Data excerpts:
= = =

PR #6564, opened 2026-07-28
Close in-flight harness sessions concurrently on shutdown

sergiopaniego:
## What does this PR do?

Fixes an orphan-sandbox leak on shutdown in the loop-owning AsyncGRPO path. In-flight OpenEnv sessions were closed one by one with blocking `close()` calls in the event loop, and for a remote sandbox backend each `close()` is a network teardown, so closing several in series can exceed the 15s shutdown window and orphan the rest. This closes them concurrently instead.

Validated on a real `HFSandboxBackend` run: 0 orphan sandboxes after teardown with the fix, 1 to 8 without.

## AI writing disclosure

- [x] AI-assisted

cc @AmineDiro

---

> [!NOTE]
> **Medium Risk**
> Shutdown/teardown behavior changes for live harness sessions; incorrect concurrent close handling could still leak resources, but the logic mirrors the prior per-session try/except close.
> 
> **Overview**
> **Fixes orphan sandbox leaks** when the loop-owning AsyncGRPO harness shuts down with multiple in-flight OpenEnv sessions.
> 
> On stop, `_close_live_sessions_on_stop` no longer calls blocking `session.close()` serially on the event loop. Each close runs in a worker thread via `asyncio.to_thread`, and **`asyncio.gather`** waits for all of them together so remote sandbox teardown can overlap instead of stacking past the shutdown window.
> 
> <sup>Reviewed by [Cursor Bugbot](https://cursor.com/bugbot) for commit 65148339cac46fc07dd89351d742fc82c987667d. Bugbot is set up for automated code reviews on this repo. Configure [here](https://www.cursor.com/dashboard/bugbot).</sup>


trl/experimental/async_grpo/openenv_harness.py
```diff
@@ -158,12 +158,17 @@ async def _generate_one(self, prompt, tool_dict, tools, group_id=0):
...
+
+            def _close(session):
                 try:
                     session.close()
                 except Exception:
                     logger.warning("closing in-flight harness session on stop failed", exc_info=True)
 
+            # Close concurrently: for a remote backend each close() is a network teardown, so closing them in
+            # series can exceed the shutdown window and orphan the rest.
+            await asyncio.gather(*(asyncio.to_thread(_close, session) for session in list(self._live_sessions)))
```
AmineDiro, line 169: if closing is sync, we are just spawning multiple threads, maybe we can do it in the same threadpool before closing the threadpool. 
Anyway I am not sure this cleanup is problematic. What does `session.close()` do concretely for example ?

sergiopaniego: `session.close()` is a remote sandbox teardown for the HF backend (network call), or a local process kill for the subprocess one. On an early stop the in-flight sessions still hold live remote sandboxes, so without closing them they leak: a small HF Jobs run showed orphans without the fix and `ORPHAN_SANDBOXES_AFTER=0` with it

Can't reuse `self._session_pool`: at stop its workers are all blocked in `wait_for_completion` on the exact sessions we're closing, so closes submitted there would just queue behind them (the close is what frees the worker). `to_thread` runs them outside the pool, and concurrently because each teardown is a network call that in series can exceed the shutdown window

AmineDiro: > to_thread runs them outside the pool, and concurrently because each teardown is a network call that in series can exceed the shutdown window


yeah that's exactly my nit, to_thread will spawn a thread for each session, if we have 10k session we'd cause a massive os scheduling issue :/ 

I think we can a todo here or a fixme, because IMO the session should be async objects so we can schedule canceling in the event loop 👍🏼

sergiopaniego: ok makes sense (hope we have to worry about 10k parallel sessions :))! added a `TODO(@openenv)` for the async version. In practice `_live_sessions` is bounded by `max_inflight_tasks` (the `_session_pool` size), so it is a handful of closes, not a thread per rollout. Agreed the clean fix is awaitable sessions cancelled on the event loop.

trl/experimental/async_grpo/openenv_harness.py
```diff
@@ -158,12 +158,18 @@ async def _generate_one(self, prompt, tool_dict, tools, group_id=0):
...
-            for session in list(self._live_sessions):
+
+            def _close(session):
                 try:
                     session.close()
                 except Exception:
                     logger.warning("closing in-flight harness session on stop failed", exc_info=True)
 
+            # Close concurrently: for a remote backend each close() is a network teardown, so closing them in
+            # series can exceed the shutdown window and orphan the rest.
```
AmineDiro:
```suggestion
```

AmineDiro (approved):

PR #5997, opened 2026-06-11
Announce upcoming SFT `loss_type` default change from `'nll'` to `'chunked_nll'`

qgallouedec:
The default `SFTConfig.loss_type` will change from `"nll"` to `"chunked_nll"` in TRL 1.7 (https://github.com/huggingface/trl/pull/5846)

This PR adds a `FutureWarning` (shipping in 1.6) when `loss_type` is left unset. No behavior change yet, the default still resolves to `"nll"`.
The warning tells users no action is needed (they'll get the new default automatically on upgrade) unless they want to pin the current behavior with `loss_type="nll"` (which can be necessary for custom models)

---

> [!NOTE]
> **Low Risk**
> Documentation and deprecation warning only; effective default remains `nll` until TRL 1.7.
> 
> **Overview**
> Prepares for TRL 1.7 by **announcing** that `SFTConfig.loss_type` will default to `"chunked_nll"` instead of `"nll"`.
> 
> `loss_type` now defaults to `None` in the dataclass; `__post_init__` still sets it to `"nll"` when unset, but emits a **`FutureWarning`** explaining the upcoming change and when to pin `loss_type="nll"` (e.g. custom models). Docs and field help text add a **Deprecated** note (1.6.0) and mention the future default.
> 
> <sup>Reviewed by [Cursor Bugbot](https://cursor.com/bugbot) for commit 2c874456fe3ef34cc26e2877667789ffd4c87fa4. Bugbot is set up for automated code reviews on this repo. Configure [here](https://www.cursor.com/dashboard/bugbot).</sup>

PR #6571, opened 2026-07-28
Entropy and mean accuracy skip feature in `SFTTrainer`

michaelbenayoun:
# What does this PR do?

Computing the entropy and the mean token accuracy is quite expensive because it requires materializing the logits on device and collective ops. Using `chunked_nll` can solve this but provides poorer performance compared to `nll`. 

This PR allows the user to disable the computation of this metrics to speed things up.

---

> [!NOTE]
> **Low Risk**
> Default remains enabled; changes only optional metric computation and logging on the existing SFT training path.
> 
> **Overview**
> Adds **`compute_token_metrics`** on [`SFTConfig`] (default `True`) so training can skip expensive **`entropy`** and **`mean_token_accuracy`** logging when those metrics are not needed.
> 
> When set to **`False`**, `SFTTrainer` no longer aggregates or logs those metrics: the chunked cross-entropy path skips per-chunk **`argmax`** and entropy math, the Liger path sets **`return_token_accuracy`** from the flag, and post-loss entropy/accuracy blocks in **`compute_loss`** are gated. Loss training behavior stays the same; only the extra vocab-wide metric work is omitted.
> 
> Documentation notes the overhead and the new flag; tests cover **`nll`** and **`chunked_nll`** with **`compute_token_metrics=False`** (loss still logged, no entropy/accuracy in history).
> 
> <sup>Reviewed by [Cursor Bugbot](https://cursor.com/bugbot) for commit 2588a3c5dd931f9ab1e9e6476c46115b7724b5da. Bugbot is set up for automated code reviews on this repo. Configure [here](https://www.cursor.com/dashboard/bugbot).</sup>


qgallouedec:
Thanks @michaelbenayoun 

> Using chunked_nll can solve this but provides poorer performance compared to nll.

Quite curious to know what you mean by this? The general direction for SFT is to drop `nll` in favour of `chunked_nll` (that's why we made it default in https://github.com/huggingface/trl/pull/5997 and https://github.com/huggingface/trl/pull/5997)

michaelbenayoun:
@qgallouedec when I profile both losses on the branch by disabling the token metrics computation, I get the following profiles:

Capture d’écran 2026-07-29 à 16 02 13

Top is `chunked_nll`, bottom is `nll`. 
There are roughly similar but we can see we have a slighly worse hardware utilization in the case of the `chunked_nll`. 
Maybe `chunked_nll` can be improved because I suspect some ops are done on the host right now. 

Now in terms of metrics computation, the difference is much worse.

Capture d’écran 2026-07-29 à 16 13 27

Here we compile two runs:

- Top is `chunked_nll` when we compute the metrics
- Bottom is `chunked_nll` when we do not compute them

We are not running on a distributed setting here so we cannot see how the 3 all gather calls would make things worse but we can already see a huge difference.

Of course it is probably possible to make things a bit better but I do not think they will ever match the case when we do not compute the metrics, hence this PR.

qgallouedec:
ok I see. The chunked loss is expected to have a lower device utilization, because instead of processing the full input at once, we're chunking it into small pieces. But what we win is massive vram reduction. 

I'll need to profile more deeply to see if things can be improved on the chunked side. And put this PR on hold in the meantime. Let me know on Slack if you've any constraint / deadline

qgallouedec:
@michaelbenayoun there were two host syncs in `_chunked_cross_entropy_loss`, which is why chunked was not beating `nll`. I would rather fix that than gate the metrics, so #6842 removes one. The second stays on purpose: it costs ~13 ms/step but enables the masked-chunk skip, worth ~190 ms/step with `completion_only_loss=True`.

For your case #6678 is the bigger win anyway, and it needs no config option.

Closing in favour of #6842 and #6678. Could you run your Trainium profile against #6842? We have no Neuron here.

= = =

Problem -
Each line above with the string "AmineDiro" in it should be located and copied.

Answer -
cc @AmineDiro
AmineDiro, line 169: if closing is sync, we are just spawning multiple threads, maybe we can do it in the same threadpool before closing the threadpool. 
AmineDiro: > to_thread runs them outside the pool, and concurrently because each teardown is a network call that in series can exceed the shutdown window
AmineDiro:
AmineDiro (approved):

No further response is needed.